Subsiste entre mis contactos un eminente cirujano, cuyo vínculo con mi persona carece de justificación al presente. Esta contravención inocente limita su punibilidad a los confines de este relato, a modo de excepción a la conclusión de que todos usamos al prójimo. No tengo nada que ofrecerle, más que el placer de pagar alguna deuda que aún no contrajo. Su ambición literaria conjuga la falta de fe ciega tanto en autores noveles como en Nobeles. ¿Mis razones para enviarle el borrador? Optimismo y estupidez en sus justas proporciones.

Para abril recibí el manuscrito de regreso, pulcramente diseccionado. La tinta roja, aunque seca, daba fe de su agonía. Aún respiraba. Para no entrar en pánico me enfrasqué en descifrar una palabra que se repetía a lo largo de los márgenes en forma de firma. Los renglones tachados fueron la pista que me llevó a buen puerto:

“Rimumim”,

“Remumir”,

«RESUMIR».

Puse manos a la obra.

Amputados el 90% de los personajes y anécdotas varias, la pueril novela reencarnó en un cuento corto y decente: una escritora perdía la fuerza creativa por buscar adeptos en las redes sociales. Como un David que emerge de un bloque de mármol, la historia se había librado de lo superfluo. ¿Acaso era yo el mismísimo Michelangelo, lijando mis abscesos de ingenio? Procuré descansar el borrador por unos días pero, al retomarlo, seguía perdida. ¿Cómo reconocer la instancia final? ¿Cómo sabe el escultor que dentro del gigante no hay un niño, o incluso dos -uno encima del otro-, o un caballo rampante?

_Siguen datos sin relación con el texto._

PR #319, opened 2018-01-24
Fix 27754

vaibhav-rbs:


vaibhav-rbs:
Jenkins: retest this please

erinix:
email address appears to be a required field and it should probably validate the input to make sure it is given a proper email address before saving, could you add some validation for that field?

erinix:
LGTM

PR #329, opened 2018-01-26
Use a 1-minute ttl token with keepalive instead of storing username/password for authentication

erinix:
Ticket: #27817


lola27:
LGTM

PR #339, opened 2018-01-29
Temporarily reverting so rest calls can work again, will revert the r…

erinix:
…evert once they are fixed

Revert "Use a 1-minute ttl token with keepalive instead of storing username/password for authentication"

This reverts commit 2b72852d0c8c8c21635da828dce565ef4d3a7913.


lola27:
LGTM

PR #350, opened 2018-02-01
added rekey for encrypted volumes menu option... Also found and fixed…

psouthwell:
… a global problem with filesize method.. where importing it no longer works.. So.. I added it to .angular-cli.json under scripts and access it via (<any>window).filesize.  This works.  Removed the import verified the many pages worked


psouthwell:
Fixed obvious mistake

PR #360, opened 2018-02-05
Subject: System process not working in prod build

mactanxin:
Done: Fixed with removed dependencies from component to angular-cli
Ticket: #28191


erinix:
LGTM

PR #377, opened 2018-02-08
Fix 27929

psouthwell:
Special request erin.

Ive removed dialogService from the WebsocketService.

Reason being that it comes up at a time in my case. .I didn't want to display it...

It can be invoked again.. Using hte subscription error method.. For example..

websocketservice.call("someapi", {}).subscrit((response)=>{
                   // Normal code we all use now... Handles the resposne
}, (error)=> {
           // A method that I dont' see many of us using.. but is here and where I think 
           // the dialog service invoke should be.. So.. The UI comnponents.. Can customize
           // whats done with the error.
            this.dialogService.error(....);
});

as opposed to having the error being internal.. and un overrideable.. in the bowels of websocektservice.onmessage(...).... If that makes sense... 

So... Lets see if you agree...  

the original bug

https://redmine.ixsystems.com/issues/27929

Is not reporoducable.. I thought it might be on a totally fresh... But I took nightly from today.. Made sure it's updated by trying an update (It said it was already updated)...

And the UI works fine.. DOn't get the missing aggreation-cpu-sum path error.

However.. I did put this in.. To protect against it.. And in the chart cases... Log the error instead of showing a dialog.. Whhen a dataset isn't found ;)

### DIFF
--- a/src/app/components/common/lineChart/lineChart.service.ts
+++ b/src/app/components/common/lineChart/lineChart.service.ts
@@ -96,6 +96,9 @@ export class LineChartService {
       });
 
       dataHandlerInterface.handleDataFunc(linechartData);
+    }, (error)=>{
+      console.error("Application got error in LineChart.service.ts calling data for list observce objects in log ->", dataList, error);
+      return false;
     });
   }
 
--- a/src/app/services/ws.service.ts
+++ b/src/app/services/ws.service.ts
@@ -16,15 +16,15 @@ export class WebSocketService {
   pendingSub: any;
   pendingMessages: any[] = [];
   socket: WebSocket;
-  connected: boolean = false;
-  loggedIn: boolean = false;
+  connected = false;
+  loggedIn = false;
   @LocalStorage() token;
-  redirectUrl: string = '';
+  redirectUrl = '';
   shuttingdown = false;
 
   public subscriptions: Map<string, Array<any>> = new Map<string, Array<any>>();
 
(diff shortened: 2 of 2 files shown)


psouthwell:
If needed Erin.. What I can do.. Is go to the places ws.call is being called...

and snap in

, (error) => {

this.dialogService.error(.....);

});

Then there'd be no worries...

erinix:
Not a bad idea but one issue, it makes error messages for pages other than the dashboard show up.  For instance try creating a user with a duplicate name, you won't see on the page why the task failed.

psouthwell:
I nkow Erin. But putting a UI in a Service is the wrong IDea... You can't turn it off....    Services should never have UI... Else.. They'd be components.

psouthwell:
It's like.. Rather then using good error handling pracitices.. Were going around it..   By using a deeply entrenched Artifact in the Service... Be like.. If a REST service used webpages to express internal server errors.. Just not done.

psouthwell:
Im wrong erin.. thought for a moment.. I was arguing the validity of taking the dialogService out of WebSocketService.   But I realize.. You'd of course understand it..

Your point is... I didn't write code to support the artifact that the other portions of code were expecdting.. So.. This PR would basically.. Break a bunch of stuff....

Gotcha..  Ill leave this open.. And push that code into there. .I agree.. The artifact even if not uber coding style is expected.. It's essentially a feature how it's working.. and needs to be replaced not removed.

PR #2103, opened 2019-03-15
FIX 81210

lola27:


src/app/helptext/sharing/iscsi/iscsi.ts
```diff
@@ -129,6 +129,9 @@ export const helptext_sharing_iscsi = {
  information.'
   ),
 
+  globalconf_placeholder_alua: T('Enable iSCSI ALUA'),
+  globalconf_tooltip_alua: T(''),
```
Mrt134: Draft suggestion:
Requires ALUA-capable, Highly Available (HA) hardware. Set for the initiator to discover paths to both storage controllers on the target and increase storage traffic efficiency.

wblock: Always tell what it is first, then tell requirements and other things like how to disable.  Also, our terminology is "High Availability". So:
"Set for the initiator to discover paths to both storage controllers on the target and increase storage traffic efficiency. Requires ALUA-capable, High Availability (HA) hardware."

PR #2115, opened 2019-03-20
Fix 82263 stable

dkmullen:
Ticket: #82263
Brings all TrueNAS logos up to date, formats the ones that always display. (May not need an 11.2 PR for this, but I made one since 11.2 has references to the old TN logos).


erinix:
rebuild

PR #2118, opened 2019-03-20
Fix 80112

lola27:


Mrt134:
Working with UI team to create initial help text.

src/app/helptext/system/ssh-connections.ts
```diff
@@ -0,0 +1,38 @@
...
+    host_tooltip: T(''),
+
+    port_placeholder: T('Port'),
+    port_tooltip: T(''),
+
+    username_placeholder: T('Username'),
+    username_tooltip: T(''),
+
+    private_key_placeholder: T('Private Key'),
+    private_key_tooltip: T(''),
```
Mrt134: Connection key used to authenticate with the remote system. Choose a private key generated from a local Certificate Authority.

src/app/helptext/system/ssh-connections.ts
```diff
@@ -0,0 +1,38 @@
...
+
+    remote_host_key_placeholder: T('Remote Host Key'),
+    remote_host_key_tooltip: T(''),
```
Mrt134: Connection key generated from the remote system used to authenticate with this system. Copy the contents of the remote system private key and paste the contents in this field.

src/app/helptext/system/ssh-connections.ts
```diff
@@ -0,0 +1,38 @@
...
+
+    cipher_placeholder: T('Cipher'),
+    cipher_tooltip: T(''),
```
Mrt134: From Replication Task Options table:

Encryption algorithm to secure the connection. <i>Standard</i> provides the best security. <i>Fast</i> is less secure, but has better transfer rates for devices with limited cryptographic speed. <i>Disabled</i> is for networks where the entire path between sources and destinations is trusted.

src/app/helptext/system/ssh-connections.ts
```diff
@@ -0,0 +1,38 @@
...
+
+    connect_timeout_placeholder: T('Connect Timeout'),
+    connect_timeout_tooltip: T(''),
```
Mrt134: from ssh_config(5):

Time to continuously attempt connecting to the remote system. Enter a number of seconds.

src/app/helptext/system/ssh-connections.ts
```diff
@@ -0,0 +1,38 @@
...
+
+    url_placeholder: T('FreeNAS URL'),
+    url_tooltip: T(''),
```
Mrt134: From Guide Example: FreeNAS to FreeNAS Semi-Automatic Setup section

IP address or hostname of the remote FreeNAS system.

src/app/helptext/system/ssh-connections.ts
```diff
@@ -0,0 +1,38 @@
...
+
+    token_placeholder: T('Auth Token'),
+    token_tooltip: T(''),
```
Mrt134: From Guide Example: FreeNAS to FreeNAS Semi-Automatic Setup section

An replication authorization string that originates on the remote system. Copy a temporary replication token from the remote system and enter or paste the string in this field.

wblock:
@william-gr Can we please have some help with this?  We can make educated guesses for some of these fields, but it's slow and we need to get these PRs moving. 2119 is the same thing for another branch.

src/app/helptext/system/ssh-connections.ts
```diff
@@ -0,0 +1,38 @@
+import { T } from '../../translate-marker';
+
+export default {
+    name_placeholder: T('Name'),
+    name_tooltip: T(''),
```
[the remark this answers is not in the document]
william-gr: I dont think there is a hard requirement for it to be unique, the allowed chars you guessed are right.

src/app/helptext/system/ssh-connections.ts
william-gr: Private key is local, the keys are generated locally and the public key is what goes to the remote system.

src/app/helptext/system/ssh-connections.ts
william-gr: No, thats the host key, its the key of the remote ssh server. There should be a button to scan the host key of the remote node.

src/app/helptext/system/ssh-connections.ts
themylogin: This can mislead people. Nothing in our system "continuously attempts connecting", it is one `connect` call and that's it. I don't think we can and should explain what is a "connect timeout" in this tooltip, instead, just say "in seconds" or, better, have a widget with placeholder and remove tooltip completely.

src/app/helptext/system/ssh-connections.ts
themylogin: It's not just IP/hostname anymore, it's URL with `http://` or `https://` at the beginning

Un mate mullido me ayudó a apaciguar el impulso de publicar e hizo de grata compañía durante otra ardua fase de síntesis. Al final ya no hubo relato, sólo frase:

“Tendemos redes, ignorando que somos la mosca”.

El esfuerzo merecía una portada acorde, un índice (si bien austero) y un anillado. Imprimí dos copias y envié la correspondiente al doc por correo expréss, ya que detesta las pantallas. Debió de empatizar con mis ansias. Accedió a vernos ese mismo día.

Agradecida por el gesto, lo cité en un bar de Belgrano. Llegué temprano para elegir la mesa de la ventana. Necesitábamos buena luz. Acomodé las lapiceras de colores, un block de hojas y mi propia copia de la obra. Me apenó no saber cómo prefería el café. Lo sé ahora.

Al grano.

—Así que tendemos redes —preguntaba tras los saludos de rigor—. ¿Quién vendría a ser la araña?

Revolví la taza, fingiendo pensar.

—Supongo que son los demás. Que hay muchas arañas.

—¿Y quiénes son los demás?

Su interés me hizo ganar firmeza.

—En este caso, los que están al otro lado de la red. Los que me siguen para que los siga, los que comparten cosas que no leyeron, los que elogian la foto y no las letras. Aquellos que succionan la atención, el tiempo, la vida ajena.

De reojo vi cómo apoyaba el celular en el regazo, los codos en la mesa, la frente en las palmas. El dominó de carne me obligó a confesar.

—OK, ya veo. Yo también soy araña.

—Entonces sos mosca y araña —asintió.

—A veces, sí.

Un vistazo fugaz al reloj y supe que el tiempo se acababa. Hice una seña al mozo.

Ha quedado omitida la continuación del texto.